Directions: Your answer should consist of each line from the data below that contains "return".

Source data:
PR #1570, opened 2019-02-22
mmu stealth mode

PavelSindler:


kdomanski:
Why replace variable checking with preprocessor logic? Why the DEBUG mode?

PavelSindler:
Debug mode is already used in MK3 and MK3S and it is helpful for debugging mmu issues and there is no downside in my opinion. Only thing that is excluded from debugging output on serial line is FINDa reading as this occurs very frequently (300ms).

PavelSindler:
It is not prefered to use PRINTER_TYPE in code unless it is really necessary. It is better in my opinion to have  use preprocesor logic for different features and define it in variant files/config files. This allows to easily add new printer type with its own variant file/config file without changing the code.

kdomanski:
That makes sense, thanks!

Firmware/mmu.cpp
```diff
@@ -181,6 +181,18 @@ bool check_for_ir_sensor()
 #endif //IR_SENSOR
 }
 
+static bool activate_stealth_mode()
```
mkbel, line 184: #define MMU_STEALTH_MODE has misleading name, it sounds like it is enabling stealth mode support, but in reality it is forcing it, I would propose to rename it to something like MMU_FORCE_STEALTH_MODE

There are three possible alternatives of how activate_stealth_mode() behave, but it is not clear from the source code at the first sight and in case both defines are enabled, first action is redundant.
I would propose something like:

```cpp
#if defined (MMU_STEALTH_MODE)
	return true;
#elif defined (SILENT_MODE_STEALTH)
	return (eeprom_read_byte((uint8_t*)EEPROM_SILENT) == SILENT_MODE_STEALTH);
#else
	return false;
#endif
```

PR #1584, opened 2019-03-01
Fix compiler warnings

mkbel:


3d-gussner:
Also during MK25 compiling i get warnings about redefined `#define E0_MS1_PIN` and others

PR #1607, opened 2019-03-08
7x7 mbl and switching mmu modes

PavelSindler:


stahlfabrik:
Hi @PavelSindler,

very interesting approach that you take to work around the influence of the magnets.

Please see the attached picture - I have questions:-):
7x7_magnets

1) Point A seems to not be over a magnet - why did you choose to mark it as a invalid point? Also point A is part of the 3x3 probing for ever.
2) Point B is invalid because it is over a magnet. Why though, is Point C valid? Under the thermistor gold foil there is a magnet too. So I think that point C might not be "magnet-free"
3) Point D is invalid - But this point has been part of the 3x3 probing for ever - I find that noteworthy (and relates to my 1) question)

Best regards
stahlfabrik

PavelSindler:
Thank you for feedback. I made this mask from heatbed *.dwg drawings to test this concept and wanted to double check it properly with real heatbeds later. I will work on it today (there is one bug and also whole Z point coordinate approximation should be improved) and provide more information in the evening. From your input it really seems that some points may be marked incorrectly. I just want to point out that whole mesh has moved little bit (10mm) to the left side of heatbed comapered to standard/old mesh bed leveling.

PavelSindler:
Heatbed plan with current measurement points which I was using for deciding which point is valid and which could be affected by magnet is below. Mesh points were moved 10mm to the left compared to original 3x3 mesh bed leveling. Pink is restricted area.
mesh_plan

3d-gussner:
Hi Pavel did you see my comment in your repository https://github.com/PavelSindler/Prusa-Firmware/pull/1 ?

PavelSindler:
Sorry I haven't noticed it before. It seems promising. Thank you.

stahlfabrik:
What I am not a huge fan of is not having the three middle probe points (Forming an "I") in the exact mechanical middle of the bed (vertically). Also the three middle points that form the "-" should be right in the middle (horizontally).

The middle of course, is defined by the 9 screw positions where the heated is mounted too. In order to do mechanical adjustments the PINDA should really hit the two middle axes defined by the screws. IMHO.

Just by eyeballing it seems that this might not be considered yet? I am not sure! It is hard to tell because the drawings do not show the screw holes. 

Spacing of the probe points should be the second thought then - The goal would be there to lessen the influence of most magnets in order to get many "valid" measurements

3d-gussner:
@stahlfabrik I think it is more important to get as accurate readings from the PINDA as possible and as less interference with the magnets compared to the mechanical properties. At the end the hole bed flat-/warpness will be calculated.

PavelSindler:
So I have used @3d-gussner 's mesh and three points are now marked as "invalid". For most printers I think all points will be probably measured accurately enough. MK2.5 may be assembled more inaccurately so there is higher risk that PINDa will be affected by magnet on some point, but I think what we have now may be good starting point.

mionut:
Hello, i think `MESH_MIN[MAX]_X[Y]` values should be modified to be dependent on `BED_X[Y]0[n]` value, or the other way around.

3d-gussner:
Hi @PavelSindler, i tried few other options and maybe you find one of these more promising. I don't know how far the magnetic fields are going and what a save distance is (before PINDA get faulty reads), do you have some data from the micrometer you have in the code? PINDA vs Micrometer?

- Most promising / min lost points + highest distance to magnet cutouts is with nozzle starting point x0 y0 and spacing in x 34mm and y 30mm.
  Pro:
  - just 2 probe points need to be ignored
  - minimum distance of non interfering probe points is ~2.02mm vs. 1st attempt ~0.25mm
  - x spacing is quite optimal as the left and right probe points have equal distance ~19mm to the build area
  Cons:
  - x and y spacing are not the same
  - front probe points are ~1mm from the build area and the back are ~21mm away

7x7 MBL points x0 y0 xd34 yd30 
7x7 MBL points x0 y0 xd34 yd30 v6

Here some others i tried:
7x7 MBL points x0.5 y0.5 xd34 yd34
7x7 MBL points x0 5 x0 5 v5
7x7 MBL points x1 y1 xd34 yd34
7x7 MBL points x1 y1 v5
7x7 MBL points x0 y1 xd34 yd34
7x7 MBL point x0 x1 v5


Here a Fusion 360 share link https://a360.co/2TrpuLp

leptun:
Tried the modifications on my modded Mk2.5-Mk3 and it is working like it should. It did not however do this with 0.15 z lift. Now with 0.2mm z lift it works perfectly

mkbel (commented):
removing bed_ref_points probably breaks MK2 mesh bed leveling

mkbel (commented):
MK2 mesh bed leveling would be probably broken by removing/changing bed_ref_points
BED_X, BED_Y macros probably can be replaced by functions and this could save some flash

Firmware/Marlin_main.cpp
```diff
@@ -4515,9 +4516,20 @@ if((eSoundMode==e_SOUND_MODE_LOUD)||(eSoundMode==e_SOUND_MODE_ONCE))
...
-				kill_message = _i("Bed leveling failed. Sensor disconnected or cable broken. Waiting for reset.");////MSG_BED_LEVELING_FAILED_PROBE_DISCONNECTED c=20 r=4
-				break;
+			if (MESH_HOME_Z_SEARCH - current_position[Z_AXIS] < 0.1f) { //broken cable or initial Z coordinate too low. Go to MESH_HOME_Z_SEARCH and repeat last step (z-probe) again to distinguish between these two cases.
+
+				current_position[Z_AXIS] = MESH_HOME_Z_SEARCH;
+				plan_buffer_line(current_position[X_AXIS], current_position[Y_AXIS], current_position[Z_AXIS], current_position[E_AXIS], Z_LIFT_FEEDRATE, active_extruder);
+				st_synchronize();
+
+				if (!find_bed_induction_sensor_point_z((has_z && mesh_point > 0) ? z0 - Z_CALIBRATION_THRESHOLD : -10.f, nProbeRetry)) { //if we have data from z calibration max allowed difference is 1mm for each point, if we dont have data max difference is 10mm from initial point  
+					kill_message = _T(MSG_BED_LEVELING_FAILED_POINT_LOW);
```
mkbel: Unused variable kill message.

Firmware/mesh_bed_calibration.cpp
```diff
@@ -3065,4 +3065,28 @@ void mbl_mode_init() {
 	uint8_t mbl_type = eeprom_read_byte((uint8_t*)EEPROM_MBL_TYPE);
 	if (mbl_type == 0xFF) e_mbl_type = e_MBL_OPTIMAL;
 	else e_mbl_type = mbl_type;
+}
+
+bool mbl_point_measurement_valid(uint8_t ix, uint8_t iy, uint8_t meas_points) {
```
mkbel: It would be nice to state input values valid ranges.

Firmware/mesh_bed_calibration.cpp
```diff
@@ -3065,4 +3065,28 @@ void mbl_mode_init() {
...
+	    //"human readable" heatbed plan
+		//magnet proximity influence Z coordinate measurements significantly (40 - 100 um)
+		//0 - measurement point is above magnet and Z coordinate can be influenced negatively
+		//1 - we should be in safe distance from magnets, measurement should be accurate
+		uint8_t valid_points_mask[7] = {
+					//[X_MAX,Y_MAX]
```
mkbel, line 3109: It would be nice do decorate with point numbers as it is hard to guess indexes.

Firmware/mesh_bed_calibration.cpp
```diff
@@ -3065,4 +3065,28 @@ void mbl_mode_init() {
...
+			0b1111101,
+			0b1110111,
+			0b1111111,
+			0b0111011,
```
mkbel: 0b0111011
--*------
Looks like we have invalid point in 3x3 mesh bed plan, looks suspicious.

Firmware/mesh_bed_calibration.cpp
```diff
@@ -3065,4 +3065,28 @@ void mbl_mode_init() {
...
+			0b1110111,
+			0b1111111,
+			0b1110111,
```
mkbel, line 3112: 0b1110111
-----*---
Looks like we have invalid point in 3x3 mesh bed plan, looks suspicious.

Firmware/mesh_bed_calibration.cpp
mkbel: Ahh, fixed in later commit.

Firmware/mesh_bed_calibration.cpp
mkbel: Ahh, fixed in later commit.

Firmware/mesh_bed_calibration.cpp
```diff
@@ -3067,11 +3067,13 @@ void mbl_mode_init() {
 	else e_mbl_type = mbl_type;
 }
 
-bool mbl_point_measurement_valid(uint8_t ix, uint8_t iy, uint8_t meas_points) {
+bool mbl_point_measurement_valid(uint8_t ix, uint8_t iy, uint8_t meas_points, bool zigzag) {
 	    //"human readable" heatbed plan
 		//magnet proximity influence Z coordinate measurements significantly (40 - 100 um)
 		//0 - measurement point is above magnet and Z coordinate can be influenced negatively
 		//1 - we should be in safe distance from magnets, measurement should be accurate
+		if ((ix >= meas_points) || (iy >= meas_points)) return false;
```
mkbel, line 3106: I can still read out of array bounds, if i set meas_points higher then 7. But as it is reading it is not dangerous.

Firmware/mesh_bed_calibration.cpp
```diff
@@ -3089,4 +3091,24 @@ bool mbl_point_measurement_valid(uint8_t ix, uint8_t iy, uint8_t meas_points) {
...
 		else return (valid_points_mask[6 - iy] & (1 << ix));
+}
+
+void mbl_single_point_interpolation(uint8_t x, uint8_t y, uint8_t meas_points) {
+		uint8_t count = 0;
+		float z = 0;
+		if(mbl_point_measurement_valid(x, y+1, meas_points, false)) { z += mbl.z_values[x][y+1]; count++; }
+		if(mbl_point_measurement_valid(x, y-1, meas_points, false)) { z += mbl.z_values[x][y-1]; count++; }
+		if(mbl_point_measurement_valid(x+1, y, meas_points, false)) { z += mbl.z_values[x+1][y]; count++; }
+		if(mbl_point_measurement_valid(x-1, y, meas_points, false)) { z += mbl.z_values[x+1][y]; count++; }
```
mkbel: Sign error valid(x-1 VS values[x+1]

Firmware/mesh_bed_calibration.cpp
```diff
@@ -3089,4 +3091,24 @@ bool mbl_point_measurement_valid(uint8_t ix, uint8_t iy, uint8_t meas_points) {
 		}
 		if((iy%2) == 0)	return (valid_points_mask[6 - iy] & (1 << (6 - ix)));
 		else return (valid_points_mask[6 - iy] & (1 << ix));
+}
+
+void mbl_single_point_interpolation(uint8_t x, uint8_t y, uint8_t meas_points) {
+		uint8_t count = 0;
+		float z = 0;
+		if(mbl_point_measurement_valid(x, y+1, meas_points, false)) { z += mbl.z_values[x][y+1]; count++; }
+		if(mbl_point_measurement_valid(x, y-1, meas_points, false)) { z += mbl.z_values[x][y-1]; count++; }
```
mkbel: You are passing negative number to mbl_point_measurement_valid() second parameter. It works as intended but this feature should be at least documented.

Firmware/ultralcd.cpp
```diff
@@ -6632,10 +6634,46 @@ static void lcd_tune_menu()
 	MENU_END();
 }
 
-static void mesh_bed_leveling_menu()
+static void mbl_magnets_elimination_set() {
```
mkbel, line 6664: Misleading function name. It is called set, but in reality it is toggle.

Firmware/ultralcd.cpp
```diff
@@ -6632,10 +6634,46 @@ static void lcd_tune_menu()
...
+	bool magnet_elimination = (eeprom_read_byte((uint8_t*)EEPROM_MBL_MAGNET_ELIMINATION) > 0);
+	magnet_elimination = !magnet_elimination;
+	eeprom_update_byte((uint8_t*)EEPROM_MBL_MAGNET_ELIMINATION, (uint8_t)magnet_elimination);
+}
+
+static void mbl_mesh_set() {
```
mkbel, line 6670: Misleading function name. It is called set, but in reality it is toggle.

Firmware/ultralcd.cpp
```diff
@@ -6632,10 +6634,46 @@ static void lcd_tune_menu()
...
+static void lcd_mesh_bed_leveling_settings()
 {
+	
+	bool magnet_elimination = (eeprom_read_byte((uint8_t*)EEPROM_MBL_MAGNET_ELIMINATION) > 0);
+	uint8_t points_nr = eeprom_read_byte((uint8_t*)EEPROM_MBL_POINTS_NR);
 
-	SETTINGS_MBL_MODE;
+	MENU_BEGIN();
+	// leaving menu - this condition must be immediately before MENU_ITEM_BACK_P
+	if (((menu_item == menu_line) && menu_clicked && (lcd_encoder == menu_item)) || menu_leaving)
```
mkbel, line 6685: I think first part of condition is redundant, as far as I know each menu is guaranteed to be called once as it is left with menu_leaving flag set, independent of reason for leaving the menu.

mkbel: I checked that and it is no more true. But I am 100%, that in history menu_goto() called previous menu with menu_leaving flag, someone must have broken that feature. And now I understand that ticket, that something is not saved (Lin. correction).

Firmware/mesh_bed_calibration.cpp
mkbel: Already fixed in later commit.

Finished exercise:
	return true;
	return (eeprom_read_byte((uint8_t*)EEPROM_SILENT) == SILENT_MODE_STEALTH);
	return false;
+		if ((ix >= meas_points) || (iy >= meas_points)) return false;
 		else return (valid_points_mask[6 - iy] & (1 << ix));
 		if((iy%2) == 0)	return (valid_points_mask[6 - iy] & (1 << (6 - ix)));
 		else return (valid_points_mask[6 - iy] & (1 << ix));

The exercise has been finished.